- Born: 16 January 1946 (age 80) Ifisin-Ekiti, Southern Region, British Nigeria (now in Ekiti State, Nigeria)
- Other name: Papa Ajasco
- Citizenship: Nigeria
- Education: Obafemi Awolowo University
- Occupations: Playwright Poet Nollywood actor
- Known for: Sango
- Parents: Abraham Ojo Fatomilola (father); Elizabeth Fatomilola (mother);

= Peter Fatomilola =

Nigerian dramatist, film actor, poet and playwright (born 1946)

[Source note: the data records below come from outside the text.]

Issue #1302, opened 2018-02-24
Unable to browse for files on "other locations"


fyrekrig:
Intel® Core™2 Duo CPU E8600 @ 3.33GHz × 2 
NVA8
Kali GNU/Linux Rolling 2018.1
OpenShot 2.4.1
File/ImportFiles does not include "other locations" i.e other partitions on HDD than C:/
How can I navigate to these folders?

ferdnyc:
Mine does. (Fedora 27; currently OpenShot 2.4.1 built by hand, but I don't recall any difference in the rpmfusion openshot-2.4.0 builds.) Sounds like it may be a build issue.

![screenshot from 2018-02-25 01-35-40](https://user-images.githubusercontent.com/538020/36638826-67bf6904-19cc-11e8-8d6d-0f7eaf432701.png)

ferdnyc:
(Also, you're on Linux, you say? You know there's no such thing as `C:/`, right? ...Not even on Windows, there it would be `C:\`.) :wink:

DylanC:
@ferdnyc - I'm assuming its a dual booting PC with Linux and Windows on it. :)

fyrekrig:
> @ferdnyc - I'm assuming its a dual booting PC with Linux and Windows on it. :)
Actually it's not. The first partition used to have a windows install and might have again.
Enclosing screenshots from filemanager and OpenStop "Import files"
![01](https://user-images.githubusercontent.com/29265156/36640648-bbbcc464-1a55-11e8-8853-b078db7bfe7e.jpg)
![02](https://user-images.githubusercontent.com/29265156/36640649-c28e5398-1a55-11e8-9faa-5365127f04d5.jpg)

fyrekrig:
Sorrry made mistake by closing!

peanutbutterandcrackers:
@ferdnyc - Whoa! Neat! Your 'import' dialogue uses the gnome import dialogue for some reason, not OpenShot's own. Which is pretty neat, I think. How did you you do that?

@DylanC - I think we should get ^that going on with OpenShot rather than the default 'import' dialogue. This issue happens with me too. But I have figured out a work-around. :)

[...]

PR #2818, opened 2019-06-01
Lower scroll area minimum height for Preferences

SuslikV:
In preferences.ui the default widget's size of the Preferences
window is set to 350, thus few items at bottom of the main
menu Edit > Preferences > Keyboard_tab is not visible when
scrolled down until Preferences window resized.

This change ensures that scroll area always fits into parent
widget by default, without needs to enlarge the window.

This PR doesn't changes size of the Preferences window itself.

### DIFF
--- a/src/windows/preferences.py
+++ b/src/windows/preferences.py
@@ -144,7 +144,7 @@ class Preferences(QDialog):
                     scroll_area.setWidgetResizable(True)
                     scroll_area.setVerticalScrollBarPolicy(Qt.ScrollBarAsNeeded)
                     scroll_area.setSizePolicy(QSizePolicy.Expanding, QSizePolicy.Expanding)
-                    scroll_area.setMinimumSize(675, 350)
+                    scroll_area.setMinimumSize(675, 100)
 
                     # Create tab widget and layout
                     layout = QVBoxLayout()


ferdnyc:
@SuslikV Actually... do you see _any_ difference without that `setMinimumSize()` call in there at all? AFAICT it has absolutely no purpose, and everything is exactly the same without it.

If that's the case, I think I'd prefer to just remove it entirely, and it's one less size constraint to worry about keeping in sync.

SuslikV:
I tested it with Qt 5.12.3 and there it looks completely different - height of the _Preferences_ dialog window is smaller (you may try it). So, yes it changes. I think, it is because parent widget has higher priority of the size constrains if any set (and yes, there is one of the _dlgPreferences_ - the _minimumSize_ in _src/windows/ui/preferences.ui_).

When you update your Qt, you will need this anyway.

jonoomph:
LGTM!

ferdnyc:
> I tested it with Qt 5.12.3 and there it looks completely different - height of the _Preferences_ dialog window is smaller (you may try it). 

Oh, no, I absolutely did try it, and there was no effect whatsoever. That's why I asked. On my system,  `scroll_area.setMinimumSize(675, 350)` , or `, 100)`, or deleted... no change. (Except that I did see the scroll issue in Shortcuts that originally prompted this, so I agree it had to be at least shrunk.)

> So, yes it changes. I think, it is because parent widget has higher priority of the size constrains, if any (and yes, there is one of the _dlgPreferences_ - the _minimumSize_ in _src/windows/ui/preferences.ui_).

Well... _exactly_. That's why I was hoping we could take it out, and just rely on the parent's dimensions. Given that the _parent_ has a fixed size, I'm surprised it would be needed at all: The widgets should just expand to fit the window. Which is what they seem to do, on my system.

But, hey, like I said: That's why I asked. I assume that line was inserted for **some** reason,  just because it's unnecessary on my machine doesn't mean it has no purpose at all.

> When you update your Qt, you will need this anyway.

I'm now running 5.12.4. Nothing has changed. The dialog still looks the same even if I comment out the `setMinimumVersion()` line, on my system. Qt experiences are far from universal, there's quite a bit of customization that goes on across the various installs, distros, etc. We've hit **plenty** of examples of that, just among OpenShot users. (The native file dialog debacle (#1302) comes to mind.)

My problem is actually the opposite. Due to the excessively verbose labels assigned to audio output devices on my system, the Preferences dialog is now _waaay_ too small, and the Preview tab scrolls horizontally. It'd need to be at least `200px` wider, maybe `300px`, for them to fit. I'm not sure what to do with that, since `1000px` seems **excessively** wide as a forced minimum size for the Preferences dialog, and I'm worried it wouldn't fit on some users' screens.

OpenShot-preferences-audio-device-size

I was hoping I could convince Qt to auto-size it to the contents, since it really seems like it should. Fixed pixel dimensions are so 1995. Qt's [extension dialog example project](https://doc.qt.io/qt-5/qtwidgets-dialogs-extension-example.html#), which I looked at for guidance, never even **mentions** size. Nowhere in the code for that project will you find a single width, height, or pixel dimension of any kind. Not only is it presumed that the dialog will be sized automatically, but apparently it even automatically _resizes_ when the contents are changed! That'd be way cooler than futzing with pixel dimensions.

Preferences probably _would_ auto-size, if we were letting Qt build it by creating a data model and connecting it to the dialog. But because we're building and inserting each individual widget "by hand", I guess we're in charge of that. I tried removing the pixel dimensions from the UI file and the dialog failed to even appear, which I assume means it was indeed created with `0x0` dimensions.

ferdnyc:
> Qt's [extension dialog example project](https://doc.qt.io/qt-5/qtwidgets-dialogs-extension-example.html#), which I looked at for guidance, never even **mentions** size. Nowhere in the code for that project will you find a single width, height, or pixel dimension of any kind. Not only is it presumed that the dialog will be sized automatically, but apparently it even automatically _resizes_ when the contents are changed!

Although... the weird thing about that? The weird thing is, the code _really_ doesn't look that different from our own. The dialog-construction code in [finddialog.cpp](https://doc.qt.io/qt-5/qtwidgets-dialogs-extension-finddialog-cpp.html) is fairly similar to what you'd find in OpenShot's building of the Preferences or Export dialog, _except_ that it just pays no attention to size, and trusts Qt to handle it.

I have to wonder if that's where we're going wrong. Would removing _all_ of the forced sizing from the OpenShot code free Qt to do the job it's supposed to do, where it just auto-sizes things appropriately?

Who knows? That's a real chore to properly test out "experimentally", when you can't even be sure whether it'll work. How do you tell the difference between the experiment ending in failure, and just having missed something that should've been removed from the code?

ferdnyc:
> The dialog still looks the same even if I comment out the `setMinimumVersion()` line

I meant `setMinimumSize()`, obviously.

ferdnyc:
One possibility is that the auto-sizing is a feature of only relatively _recent_ Qt versions, and wasn't applicable in earlier releases.

The Qt 5.5 documentation didn't even _have_ a "Dialog examples" section per se, but for instance this [Group Box Example project](https://doc.qt.io/archives/qt-5.5/qtwidgets-widgets-groupbox-example.html) for Qt 5.5 has a [window.cpp](https://doc.qt.io/archives/qt-5.5/qtwidgets-widgets-groupbox-window-cpp.html) file that contains an explicit `resize(480, 320);` at the end of building the dialog contents.

So, if it's the case that auto-sizing only works in recent Qt releases, then we're _really_ in a pickle. OpenShot supports a **HUGE** range of Qt versions. I'm running 5.12.4. You're running 5.12.3. Users of other Linux distros are on anything from 5.11 to 5.9. Last I checked the Windows builds were bundled with Qt 5.6. The AppImages, unless something's changed, are still using Qt 5.2.1 from February 2014!

If OpenShot's code has to target the lowest common denominator of all those Qt versions, then there's basically nothing we can rely on in terms of supported featureset, and everything has to be explicitly forced in the code.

Chief Peter Fatomilola (born 16 January 1946) is a Nigerian dramatist, film actor, poet, Ifá priest and prolific playwright.

==Early life==
Fatomilola was born on 16 January 1946 in the town of Ifisin-Ekiti in Ido-Osi Local Government area of Ekiti State, Nigeria, to Chief Abraham Ojo Fatomilola and Mrs. Elizabeth Fatomilola. He is a son of Chief Ifa Priest, known as the Oluwo (Olu-awo, meaning Lord of the oracle), which was believed to have influenced his herbalist role in Nigerian film. His mother was from the town of Isare-Opin in EKITI LGA of Kwara State. In 1967, he joined the Olokun Theatre group under the tutelage of the late Professor Ola Rotimi, a renowned dramatist and prolific playwright at the University of Ife, now Obafemi Awolowo University.
He is also a member of the academic staff of Obafemi Awolowo University, where he obtained a Bachelor of Arts degree in Theatre Arts in 1978.
He was the first Papa Ajasco, a lead role in a comedy film produced by Wale Adenuga.
He had featured in several notable Nigerian films such as Sango, an epic African film produced by Obafemi Lasode and scripted by Wale Ogunyemi in 1997. He has acted the role of the priest in several Yoruba films.

== Filmography ==

- Papa Ajasco
- Orisa Aiye (2024) as Oluwo
- Keji (2023) as Baba Falola
- Igbale (2023) as Baba Amoye
- Strangers (2022) as Grandpa
- Love Castle (2021) as Eleemo
- Rise of the Saints (2020) as Orula
- Kakanfo (2020) as Ologbonsanwo
- Gold Statue (2019) as Grandpa Esho
- King Invincible (2017) as Adeyer
- Ebute (2010) as Awogbemi
- Apaadi (2009)
- Irapada (2006) as Soothsayer
- Afonja (2002) as Afonja
- Saworoide (1999)
- Brass Bells (1999) as Amawomaro
- Sango (1997) as Babalawo Oyo
- Koseegbe (1995) as Police Chief
- May 29 (film) (2020) as Baba Ifa

==Personal life==
He is married with several wives, including one who sells local concoctions and herbs (Iya Fat) at a market at the Obafemi Awolowo University. He has 11 children. In addition, he has several chieftaincy titles around Yorubaland, including Oluwo (Chief Ifa Priest) in his hometown of Ifisin-Ekiti and Amuludun in Ile-Ife.